START EXERCISE DATA

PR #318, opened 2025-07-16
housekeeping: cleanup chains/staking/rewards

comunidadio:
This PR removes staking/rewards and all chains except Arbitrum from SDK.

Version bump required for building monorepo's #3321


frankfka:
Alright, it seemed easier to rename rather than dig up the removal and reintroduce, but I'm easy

END EXERCISE DATA

State the number of lines in the data above that include the word "staking", leaving out any other words.

* [RESULT FOR THIS EXERCISE]:
2